IKAR, another agricultural consultancy in Moscow, pegged wheat at $220.5 per tonne, up $2.5.

“Conditions for exporters remain extremely challenging,” SovEcon said. “The rouble is strong, farmers are warming up after the GASC tender, (trade) margins are negative.”

Russia exported 23.7 million tonnes of grain, including 20.6 million tonnes of wheat, between the start of the 2019/20 season on July 1 and Jan. 10, SovEcon said, citing customs data. Total grain exports were down 18% from a year earlier.

The data from ports for the same period, however, shows higher supply – 24.7 million tonnes of grain, including 21.2 million tonnes of wheat, SovEcon added. To see SovEcon’s January export estimate: To see IKAR’s new 2019/20 wheat export estimate:

The Russian winter remains unusually warm and dry for winter grain sowings as temperatures in the majority of wheat-producing regions are 3-12 Celsius (37.4-53.6 Fahrenheit) above norm, SovEcon said.
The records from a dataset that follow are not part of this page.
PR #890, opened 2020-04-15
Send cancel command result if base exception is user cancel exception

shahzaibj:
When broker sends broker result to MSAL, then in case of error MSAL adapts it into some type of exception and then the MSAL Broker controller will throw that exception. In case of a User Cancel, that will be the UserCancel exception. In this case, the Command Result returned by MSAL  should be the CANCEL result. Currently, in broker scenarios, we were just returning it an error result even though it should have been a CANCEL result. This PR fixes that scenario.

### DIFF
--- a/common/src/main/java/com/microsoft/identity/common/internal/controllers/CommandDispatcher.java
+++ b/common/src/main/java/com/microsoft/identity/common/internal/controllers/CommandDispatcher.java
@@ -153,8 +153,12 @@ public class CommandDispatcher {
         }
 
         if (baseException != null) {
-            //Post On Error
-            commandResult = new CommandResult(CommandResult.ResultStatus.ERROR, baseException);
+            if (baseException instanceof UserCancelException) {
+                commandResult = new CommandResult(CommandResult.ResultStatus.CANCEL, null);
+            } else {
+                //Post On Error
+                commandResult = new CommandResult(CommandResult.ResultStatus.ERROR, baseException);
+            }
         } else {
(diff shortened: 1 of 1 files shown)


common/src/main/java/com/microsoft/identity/common/internal/controllers/CommandDispatcher.java
```diff
@@ -153,8 +153,12 @@ private static CommandResult executeCommand(BaseCommand command) {
         }
 
         if (baseException != null) {
-            //Post On Error
-            commandResult = new CommandResult(CommandResult.ResultStatus.ERROR, baseException);
+            if (baseException instanceof UserCancelException) {
+                commandResult = new CommandResult(CommandResult.ResultStatus.CANCEL, null);
```
kreedula, line 157: Shouldn't this be `new CommandResult(CommandResult.ResultStatus.CANCEL, baseException)` ?

shahzaibj: @kreedula It wouldn't make a difference since in the case of cancel, the result object isn't used because onlike the onSuccess and onError, cancel callback does not accept any parameter such as a result value or exception as is the case with onSuccess and onError. See this: https://github.com/AzureAD/microsoft-authentication-library-common-for-android/blob/dev/common/src/main/java/com/microsoft/identity/common/internal/controllers/CommandCallback.java#L26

Some regions had precipitation earlier in January, but the accumulated total level remains well below norm.

There is almost no snow cover in the North Caucasus region, while fields in the Volgograd and Central regions are covered by 2-5 mm of snow. The weather is expected to get colder soon, but still warmer than the norm, Sovecon said.
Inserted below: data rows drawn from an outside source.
PR #893, opened 2020-04-22
Shared cache RT pickup, dual client stack support

iambmelt:
### Tracking (corpnet required):
- https://identitydivision.visualstudio.com/Engineering/DevEx%20-%20Android/_queries/query/785e80fc-880c-4271-bfdf-4e15ac87f5d2/
- https://domoreexp.visualstudio.com/DefaultCollection/MSTeams/_workitems/edit/881449

### Changes in this PR:
- When looking up RTs in the local cache, if we don't find any that match our exact client id, use a FoCI RT if one is available

### What does this change enable?
- If another app has stashed tokens in our local cache, we'll pick them up even if the `client_id` doesn't match if one of those apps is FoCI enabled
- Silent auth between two FoCI apps without broker if they dual-client stack

### Don't we risk picking up the wrong RT?
We shouldn't because of few things.
- Non-broker apps are sandboxed, so apps only a share a cache if they are FoCI or if they are "dual-client" (two client ids in one binary)
- As a rule, we should say that FoCI apps can only dual-client stack with another FoCI app. Thou shalt not blend 1P & 3P registrations in a single binary
- Since 3P apps aren't FoCI, this new fallback/lookup logic will never yield a token in those cases
- This logic can be hit inside the broker, but broker sandboxes app caches in a way that this shouldn't make a difference. The broker cache sandboxing works like this:
    * All FoCI apps together
    * All non-FoCI apps get their own cache

### DIFF
--- a/common/src/main/java/com/microsoft/identity/common/internal/cache/MsalOAuth2TokenCache.java
+++ b/common/src/main/java/com/microsoft/identity/common/internal/cache/MsalOAuth2TokenCache.java
@@ -553,7 +553,7 @@ public class MsalOAuth2TokenCache
                 null // not applicable
         );
 
-        {
+        if (refreshTokens.isEmpty()) {
             // If we didn't find an RT in the cache, this could be a "TSL-seed" or "dual-client stack"
             // scenario
             //
@@ -569,51 +569,10 @@ public class MsalOAuth2TokenCache
             // Unlike the broker, where we check if an app is FoCI prior to making a network call
             // with an arbitrary FoCI RT we find in the cache, if we're in standalone mode and find
             // a FoCI RT in the cache, the current app must also be FoCI (!!!)
+            final Credential fallbackFrt = getFamilyRefreshTokenForAccount(account);
 
-            if (refreshTokens.isEmpty()) {
-                // Look for an arbitrary RT matching the current user.
-                // If we find one, check that it is FoCI, if it is, assume it works.
-                final List<Credential> fallbackRts = mAccountCredentialCache.getCredentialsFilteredBy(
-                        account.getHomeAccountId(),
-                        account.getEnvironment(),
-                        CredentialType.RefreshToken,
-                        null, // wildcard (*)
-                        isMultiResourceCapable
-                                ? null // wildcard (*)
-                                : account.getRealm(),
-                        isMultiResourceCapable
-                                ? null // wildcard (*)
-                                : target,
-                        null // not applicable
-                );
-
-                if (!fallbackRts.isEmpty()) {
-                    Logger.verbose(
-                            TAG + methodName,
-                            "Inspecting fallback RTs for a FoCI match."
-                    );
-
-                    // Any arbitrary RT should be OK -- if multiple clients are stacked,
-                    // they're either "all FoCI" or none are.
-                    final Credential rt = fallbackRts.get(0);
-
-                    if (rt instanceof RefreshTokenRecord) {
-                        final RefreshTokenRecord refreshTokenRecord = (RefreshTokenRecord) rt;
-
-                        final boolean isFamilyRefreshToken = !StringExtensions.isNullOrBlank(
-                                refreshTokenRecord.getFamilyId()
-                        );
-
-                        if (isFamilyRefreshToken) {
-                            Logger.verbose(
-                                    TAG + methodName,
-                                    "Fallback RT found."
-                            );
-
-                            refreshTokens.add(rt);
-                        }
-                    }
-                }
+            if (null != fallbackFrt) {
+                refreshTokens.add(fallbackFrt);
             }
         }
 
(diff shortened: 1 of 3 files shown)


common/src/main/java/com/microsoft/identity/common/internal/cache/MsalOAuth2TokenCache.java
```diff
@@ -552,6 +553,76 @@ public ICacheRecord load(@NonNull final String clientId,
...
+            // Dual-Client stack: two FoCI-enabled app registrations are sharing a single binary
+            //     and accordingly, can share RTs.
+            //     Examples for this might be TFL/TFW - which uses multiple client ids to enable
+            //     different scenarios depending on enterprise vs. consumer usage
+
+            // Unlike the broker, where we check if an app is FoCI prior to making a network call
+            // with an arbitrary FoCI RT we find in the cache, if we're in standalone mode and find
+            // a FoCI RT in the cache, the current app must also be FoCI (!!!)
+            //
+            // Making the assumption that the current client id can use any FoCI RT we find in the
```
iambmelt, line 573: Remove this comment, may add more confusion than clarity

common/src/main/java/com/microsoft/identity/common/internal/cache/MsalOAuth2TokenCache.java
```diff
@@ -552,6 +553,76 @@ public ICacheRecord load(@NonNull final String clientId,
...
+                        null // not applicable
+                );
+
+                if (!fallbackRts.isEmpty()) {
+                    Logger.verbose(
+                            TAG + methodName,
+                            "Inspecting fallback RTs for a FoCI match."
+                    );
+
+                    // Any arbitrary RT should be OK -- if multiple clients are stacked, they're either
```
shahzaibj, line 602: Are there any (or could there be any) first party apps that are not part of FoCI for some reason?

common/src/main/java/com/microsoft/identity/common/internal/cache/MsalOAuth2TokenCache.java
shahzaibj: I would prefer to keep the comment, I think it is quite helpful.

common/src/main/java/com/microsoft/identity/common/internal/cache/MsalOAuth2TokenCache.java
```diff
@@ -552,6 +553,76 @@ public ICacheRecord load(@NonNull final String clientId,
...
+
+            // Unlike the broker, where we check if an app is FoCI prior to making a network call
+            // with an arbitrary FoCI RT we find in the cache, if we're in standalone mode and find
+            // a FoCI RT in the cache, the current app must also be FoCI (!!!)
+            //
+            // Making the assumption that the current client id can use any FoCI RT we find in the
+            // cache is strictly contingent that app developers NOT mix 1P & 3P registrations into
+            // the same binary. If you do this, Bad Things will happen and you'll get confusing
+            // errors that the RT used doesn't match the client app registration. Also, this
+            // assumption means we don't need to implement "FoCI probing" and/or track FoCI app meta
```
shahzaibj: Left similar comment below, basically I want to know if some app can have multiple client id stacked, let's say three, and all of them are 1P registrations. Could there be case that even though all three are 1P, but for some reason one of them is not part of FoCI, whereas the other two are. Is this case possible? And should we implement probing for it?

common/src/main/java/com/microsoft/identity/common/internal/cache/MsalOAuth2TokenCache.java
iambmelt: Yes, we do have 1P apps that are not FoCI. They won't benefit from these changes

Had an offline sync w/ @shoatman -- the output of our discussion was that any 1P app that plans to dual-client stack _must_ have both be FoCI, or neither. We won't support a 'blended' model where one is and the other is not

common/src/main/java/com/microsoft/identity/common/internal/cache/MsalOAuth2TokenCache.java
```diff
@@ -552,6 +553,70 @@ public ICacheRecord load(@NonNull final String clientId,
                 null // not applicable
         );
 
+        {
```
AdamBJohnsonx, line 556: nit: Since finding refresh tokens is now complicated, should it be in its own (potentially set of) private method(s)?

iambmelt: Yeah, I'll take that feedback. This method becoming long

iambmelt: Resolved via
- a22f456f20136fe51c96c5c2cf5d786c39b841ba

Tweaked javadoc in:
- 3ab2e13c109012a373bc56cee8ad0f81382d2644

common/src/main/java/com/microsoft/identity/common/internal/cache/MsalOAuth2TokenCache.java
iambmelt: See comment [here](https://github.com/AzureAD/microsoft-authentication-library-common-for-android/pull/893#discussion_r413221883) -- we won't support this by-design. Not supporting it let's us dodge having to bring probe logic out of broker

common/src/main/java/com/microsoft/identity/common/internal/cache/MsalOAuth2TokenCache.java
iambmelt: Ok, will re-add with some slightly modified language based on feedback I received offline

iambmelt:
PMD is angry. Will resolve

common/src/main/java/com/microsoft/identity/common/internal/cache/MsalOAuth2TokenCache.java
iambmelt: Readded in 63183e37f5a41ef6f676c57f23377a26d3f584bb

iambmelt:
> PMD is angry. Will resolve

Fixed in 2ecfac346edd4b2a6077f8b127faa28915cd2df0

common/src/main/java/com/microsoft/identity/common/internal/cache/MsalOAuth2TokenCache.java
```diff
@@ -552,6 +552,35 @@ public ICacheRecord load(@NonNull final String clientId,
...
+            //
+            // Making the assumption that the current client id can use any FoCI RT we find in the
+            // cache is strictly contingent that app developers NOT mix FoCI/non-FoCI registrations
+            // into same binary. If you do this, you'll get confusing errors that the RT used doesn't
+            // match the client app registration. This assumption means we don't need to implement
+            // "FoCI probing" and/or track FoCI app meta
+            final Credential fallbackFrt = getFamilyRefreshTokenForAccount(account);
+
+            if (null != fallbackFrt) {
+                refreshTokens.add(fallbackFrt);
```
AdamBJohnsonx, line 580: Is this a safe copy that we're adding to, with guaranteed mutability, for all implementations of the cache interface?  One would think, but the interface documentation is vague on what we're getting back here other than that it implements List.  Should we take a copy before we mutate it or relax the final modifier on the refreshTokens reference so we can just reassign it since we only want the first element anyway?

iambmelt: The `List` is mutable, but as you mention, the interface is vague on this point.

I'll take the suggestion to remove the `final` modifier and will reassign the `List` -- API vagueries should ideally be ironed out as well so I'll spot check classes and make updates to the javadoc where appropriate as part of this PR

There's probably >1 interface floating around here that is ambiguous on the mutability/immutability of the resulting Collection. As you see them, feel free to file an issue (or plural issues) if you see more places like that this that need clarity and those can be addressed either piecemeal or as part of a larger effort

iambmelt: Java/mutability clarifed in:
- 7df4abf2dc56e75d737ab1c7f6c94c99fe8e4c81

List reinit + add (even tho we know List is mutable) in:
- a1b4f1b113bf53c57c349ab7bb114dcd7e83a965

Strictly speaking we could take the attitude that the changes in 7df4abf2dc56e75d737ab1c7f6c94c99fe8e4c81 make a1b4f1b113bf53c57c349ab7bb114dcd7e83a965 unnecessary, but I'm fine to incorporate that original suggestion and leave as-is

“Winterkill is obviously not an issue with current weather conditions but rising lack of moisture is,” Sovecon said. Vegetation of wheat will start in the southern regions in the second half of February.

Russia’s official New Year/Orthodox Christmas holiday on Jan. 1-8 kept the domestic market quiet. A lot of sellers return to work on Monday.

Other Russian data provided by SovEcon and IKAR:

Product:

Price at the end of last week:

Change from end of 2019

– Domestic 3rd class wheat, European part of Russia, excludes delivery (SovEcon)

11,675 rbls/t ($192)

+25 rbls

– Sunflower seeds (SovEcon)

18,050 rbls/t

+50 rbls

– Domestic sunflower oil (SovEcon)

45,175 rbls/t

+500 rbls

– export sunflower oil (SovEcon)

$795/t

+$35
white sugar, Russia’s south (IKAR)

$334.8/t

+$2.9
($1 = 60.9081 roubles)
Source: Reuters (Reporting by Polina Devitt; editing by Alexander Marrow and Nick Macfie)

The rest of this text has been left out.